> TASK DIRECTIONS: Each line containing the string "wmesard" should be copied out of the entries.

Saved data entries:

PR #105, opened 2022-10-10
Set `backgroundFetchSilencePeriod` to 0

rdpsin:
This commit sets the backgroundFetchSilencePeriod for the backgroundTaskManager to 0. Additionally, add a new field to the config to make it configurable.

*Issue #, if available:*

*Description of changes:*
Once the container is started, the prefetcher fetches spans in the background. It acquires the span's lock (in the span manager) and releases it once done. If an on-demand fetch comes in, the bg tasks are cancelled and restarted, but only after a 'silence period' of 5s. But the prefetcher is still holding onto the lock, which means on-demands fetches for those particular spans will have to wait 5+ seconds until the prefetcher releases the lock. 

A short-term solution is to the `silence period` to 0s, which is what this PR is doing. 

Longer term solution is to rewrite the prefetcher, so that it yields the lock when cancelled.

*Testing performed:*

### DIFF
--- a/fs/config/config.go
+++ b/fs/config/config.go
@@ -53,15 +53,16 @@ const (
 )
 
 type Config struct {
-	HTTPCacheType       string `toml:"http_cache_type"`
-	FSCacheType         string `toml:"filesystem_cache_type"`
-	ResolveResultEntry  int    `toml:"resolve_result_entry"`
-	NoBackgroundFetch   bool   `toml:"no_background_fetch"`
-	Debug               bool   `toml:"debug"`
-	AllowNoVerification bool   `toml:"allow_no_verification"`
-	DisableVerification bool   `toml:"disable_verification"`
-	MaxConcurrency      int64  `toml:"max_concurrency"`
-	NoPrometheus        bool   `toml:"no_prometheus"`
+	HTTPCacheType                    string `toml:"http_cache_type"`
+	FSCacheType                      string `toml:"filesystem_cache_type"`
+	ResolveResultEntry               int    `toml:"resolve_result_entry"`
+	NoBackgroundFetch                bool   `toml:"no_background_fetch"`
+	Debug                            bool   `toml:"debug"`
+	AllowNoVerification              bool   `toml:"allow_no_verification"`
+	DisableVerification              bool   `toml:"disable_verification"`
+	MaxConcurrency                   int64  `toml:"max_concurrency"`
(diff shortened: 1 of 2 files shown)


fs/config/config.go
```diff
@@ -53,15 +53,16 @@ const (
...
+	HTTPCacheType                    string `toml:"http_cache_type"`
+	FSCacheType                      string `toml:"filesystem_cache_type"`
+	ResolveResultEntry               int    `toml:"resolve_result_entry"`
+	NoBackgroundFetch                bool   `toml:"no_background_fetch"`
+	Debug                            bool   `toml:"debug"`
+	AllowNoVerification              bool   `toml:"allow_no_verification"`
+	DisableVerification              bool   `toml:"disable_verification"`
+	MaxConcurrency                   int64  `toml:"max_concurrency"`
+	NoPrometheus                     bool   `toml:"no_prometheus"`
+	BackgroundFetchSilencePeriodMSec int    `toml:"background_fetch_silence_period_msec"`
```
wmesard, line 65: If we just specified all our configurable time intervals in milliseconds, we wouldn't have to have this awkward naming. But okay.

Also, task manager calls this `prioritizedTaskSilencePeriod.` I think I prefer that name, because it's clear what we're being silent in relation to. The trouble with `BackgroundFetchSilencePeriod`, is that someone might think it's a startup thing that prevents background tasks from running until X seconds post-launch. We do need such a config parameter as well. What would you call that, that would clearly disambiguate it from this?

wmesard (commented):
1. Okay. Sure. I guess. But the real problem here is that the current prefetcher is a placeholder. We need a prefetcher that is actually designed and measured. Before I can shipit this PR, I would like to see a Spike issue added to the [backlog](https://github.com/orgs/awslabs/projects/62/views/1), to do that design work.
2. Please update the Testing section or the Description to explain why this change is beneficial.

rdpsin:
Add a comment in the Description section to explain the change.

fs/config/config.go
rdpsin: Renamed to `PrioritizedTaskSilencePeriodMSec`.

rdpsin:
Created an issue https://github.com/awslabs/soci-snapshotter/issues/106 to track prefetcher redesign.

wmesard (approved):

vkuzniet (approved):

> TASK ANSWER:
wmesard, line 65: If we just specified all our configurable time intervals in milliseconds, we wouldn't have to have this awkward naming. But okay.
wmesard (commented):
wmesard (approved):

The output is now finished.